Data listing:
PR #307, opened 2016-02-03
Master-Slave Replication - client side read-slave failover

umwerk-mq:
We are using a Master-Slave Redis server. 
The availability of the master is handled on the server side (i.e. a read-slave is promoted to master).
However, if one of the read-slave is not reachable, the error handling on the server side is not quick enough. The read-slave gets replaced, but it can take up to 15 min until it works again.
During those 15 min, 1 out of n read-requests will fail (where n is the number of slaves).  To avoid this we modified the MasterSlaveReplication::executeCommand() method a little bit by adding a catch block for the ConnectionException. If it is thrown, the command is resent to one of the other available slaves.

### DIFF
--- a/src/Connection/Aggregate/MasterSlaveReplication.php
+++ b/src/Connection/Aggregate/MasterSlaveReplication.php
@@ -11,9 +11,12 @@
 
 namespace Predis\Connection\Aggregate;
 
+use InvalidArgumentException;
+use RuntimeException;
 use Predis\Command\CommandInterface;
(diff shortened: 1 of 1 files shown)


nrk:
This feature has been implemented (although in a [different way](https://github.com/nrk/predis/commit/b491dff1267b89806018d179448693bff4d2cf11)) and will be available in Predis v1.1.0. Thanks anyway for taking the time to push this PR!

==

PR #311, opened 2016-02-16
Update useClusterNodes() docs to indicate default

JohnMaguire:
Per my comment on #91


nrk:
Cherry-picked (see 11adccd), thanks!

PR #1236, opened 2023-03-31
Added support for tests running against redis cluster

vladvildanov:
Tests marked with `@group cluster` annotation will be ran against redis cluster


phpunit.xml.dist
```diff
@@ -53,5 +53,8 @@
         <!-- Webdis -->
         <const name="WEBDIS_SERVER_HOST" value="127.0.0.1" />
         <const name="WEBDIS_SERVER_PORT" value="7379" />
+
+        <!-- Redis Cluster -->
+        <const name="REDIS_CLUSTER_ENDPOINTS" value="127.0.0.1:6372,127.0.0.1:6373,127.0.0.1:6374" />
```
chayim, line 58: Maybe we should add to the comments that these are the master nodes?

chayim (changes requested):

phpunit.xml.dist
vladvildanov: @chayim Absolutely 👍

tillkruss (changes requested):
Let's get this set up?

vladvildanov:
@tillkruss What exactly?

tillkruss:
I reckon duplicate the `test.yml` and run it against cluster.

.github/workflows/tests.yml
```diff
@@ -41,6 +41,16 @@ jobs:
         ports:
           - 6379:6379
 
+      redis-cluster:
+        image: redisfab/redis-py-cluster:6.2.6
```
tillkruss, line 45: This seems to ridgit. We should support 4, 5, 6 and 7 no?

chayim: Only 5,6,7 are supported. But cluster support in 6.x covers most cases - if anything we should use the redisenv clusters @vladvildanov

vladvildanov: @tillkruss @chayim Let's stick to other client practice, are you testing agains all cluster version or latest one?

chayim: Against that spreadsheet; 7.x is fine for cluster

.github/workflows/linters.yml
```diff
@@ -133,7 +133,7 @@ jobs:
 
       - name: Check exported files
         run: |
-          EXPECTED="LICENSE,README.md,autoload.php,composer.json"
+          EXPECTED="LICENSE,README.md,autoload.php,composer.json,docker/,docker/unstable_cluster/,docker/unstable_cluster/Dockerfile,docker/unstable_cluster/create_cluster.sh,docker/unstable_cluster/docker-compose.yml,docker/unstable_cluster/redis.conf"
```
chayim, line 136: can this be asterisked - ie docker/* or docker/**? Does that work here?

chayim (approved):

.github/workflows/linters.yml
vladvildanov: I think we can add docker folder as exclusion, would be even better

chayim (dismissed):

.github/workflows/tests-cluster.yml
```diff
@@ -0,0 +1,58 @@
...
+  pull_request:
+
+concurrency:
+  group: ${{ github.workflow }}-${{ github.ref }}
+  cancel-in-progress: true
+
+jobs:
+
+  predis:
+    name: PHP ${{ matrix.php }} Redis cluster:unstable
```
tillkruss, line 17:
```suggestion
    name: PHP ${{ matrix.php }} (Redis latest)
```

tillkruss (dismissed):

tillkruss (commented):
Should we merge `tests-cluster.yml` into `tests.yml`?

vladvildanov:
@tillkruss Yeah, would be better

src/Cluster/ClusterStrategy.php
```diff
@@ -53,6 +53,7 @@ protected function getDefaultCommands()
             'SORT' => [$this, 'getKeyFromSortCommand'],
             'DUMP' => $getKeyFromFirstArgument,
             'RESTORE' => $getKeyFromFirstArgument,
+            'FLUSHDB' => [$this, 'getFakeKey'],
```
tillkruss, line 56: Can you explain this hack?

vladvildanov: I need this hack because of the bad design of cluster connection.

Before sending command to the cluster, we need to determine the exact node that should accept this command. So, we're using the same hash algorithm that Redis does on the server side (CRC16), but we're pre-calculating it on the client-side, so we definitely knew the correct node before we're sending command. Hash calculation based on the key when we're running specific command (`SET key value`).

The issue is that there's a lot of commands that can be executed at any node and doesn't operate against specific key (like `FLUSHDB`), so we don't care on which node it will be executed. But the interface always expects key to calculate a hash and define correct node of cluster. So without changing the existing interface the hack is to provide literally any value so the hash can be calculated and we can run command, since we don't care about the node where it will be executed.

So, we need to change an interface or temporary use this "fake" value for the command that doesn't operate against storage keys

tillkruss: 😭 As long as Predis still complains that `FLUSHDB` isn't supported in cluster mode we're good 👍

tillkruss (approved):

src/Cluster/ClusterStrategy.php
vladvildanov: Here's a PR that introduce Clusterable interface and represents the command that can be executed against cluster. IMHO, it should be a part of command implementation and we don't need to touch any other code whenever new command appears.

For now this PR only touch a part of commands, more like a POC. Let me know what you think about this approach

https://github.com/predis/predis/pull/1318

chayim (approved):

---

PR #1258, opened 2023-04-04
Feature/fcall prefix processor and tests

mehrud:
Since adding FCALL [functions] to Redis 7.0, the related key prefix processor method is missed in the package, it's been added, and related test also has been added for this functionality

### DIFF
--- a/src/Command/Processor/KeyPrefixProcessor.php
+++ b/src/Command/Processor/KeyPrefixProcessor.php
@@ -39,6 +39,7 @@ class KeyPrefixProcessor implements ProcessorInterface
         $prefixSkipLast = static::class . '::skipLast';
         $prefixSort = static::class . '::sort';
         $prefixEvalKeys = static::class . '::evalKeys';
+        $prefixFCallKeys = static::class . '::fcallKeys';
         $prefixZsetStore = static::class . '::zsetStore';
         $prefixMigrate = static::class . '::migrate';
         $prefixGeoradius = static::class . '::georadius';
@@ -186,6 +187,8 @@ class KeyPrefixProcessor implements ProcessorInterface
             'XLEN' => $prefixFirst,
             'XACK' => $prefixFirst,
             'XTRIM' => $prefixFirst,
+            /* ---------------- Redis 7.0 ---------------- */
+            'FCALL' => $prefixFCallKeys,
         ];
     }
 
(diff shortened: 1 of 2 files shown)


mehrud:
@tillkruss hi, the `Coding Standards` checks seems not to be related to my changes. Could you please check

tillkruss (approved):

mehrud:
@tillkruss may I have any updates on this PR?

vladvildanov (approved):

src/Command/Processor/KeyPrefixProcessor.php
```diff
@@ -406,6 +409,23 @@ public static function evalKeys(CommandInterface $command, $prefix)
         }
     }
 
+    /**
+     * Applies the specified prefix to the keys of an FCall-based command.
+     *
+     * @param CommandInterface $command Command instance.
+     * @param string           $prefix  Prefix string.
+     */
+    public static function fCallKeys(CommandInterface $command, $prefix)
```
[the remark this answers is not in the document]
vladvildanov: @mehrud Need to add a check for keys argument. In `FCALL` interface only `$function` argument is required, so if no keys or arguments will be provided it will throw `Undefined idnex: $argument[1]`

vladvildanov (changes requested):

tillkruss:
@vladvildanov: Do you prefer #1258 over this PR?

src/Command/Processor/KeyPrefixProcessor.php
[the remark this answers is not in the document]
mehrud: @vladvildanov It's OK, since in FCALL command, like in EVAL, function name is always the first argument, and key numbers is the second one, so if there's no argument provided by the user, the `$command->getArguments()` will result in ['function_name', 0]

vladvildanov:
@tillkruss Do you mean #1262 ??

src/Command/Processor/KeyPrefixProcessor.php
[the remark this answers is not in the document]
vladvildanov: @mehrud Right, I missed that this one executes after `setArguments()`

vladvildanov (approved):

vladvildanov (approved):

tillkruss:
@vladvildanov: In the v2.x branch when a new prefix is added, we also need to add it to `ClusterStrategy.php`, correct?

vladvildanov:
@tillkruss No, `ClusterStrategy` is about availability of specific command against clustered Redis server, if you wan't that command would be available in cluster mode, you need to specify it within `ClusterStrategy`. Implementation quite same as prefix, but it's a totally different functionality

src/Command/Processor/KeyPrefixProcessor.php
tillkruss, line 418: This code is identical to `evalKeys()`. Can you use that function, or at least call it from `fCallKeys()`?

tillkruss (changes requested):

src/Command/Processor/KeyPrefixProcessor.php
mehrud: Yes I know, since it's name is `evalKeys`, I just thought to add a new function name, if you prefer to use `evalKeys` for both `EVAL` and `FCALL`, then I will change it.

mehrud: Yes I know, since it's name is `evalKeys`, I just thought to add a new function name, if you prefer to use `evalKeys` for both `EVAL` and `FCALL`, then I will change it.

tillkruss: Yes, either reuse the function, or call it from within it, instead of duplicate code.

Goal of the exercise: Report every line of the material above in which "implements" appears.

Problem solution:
@@ -39,6 +39,7 @@ class KeyPrefixProcessor implements ProcessorInterface
@@ -186,6 +187,8 @@ class KeyPrefixProcessor implements ProcessorInterface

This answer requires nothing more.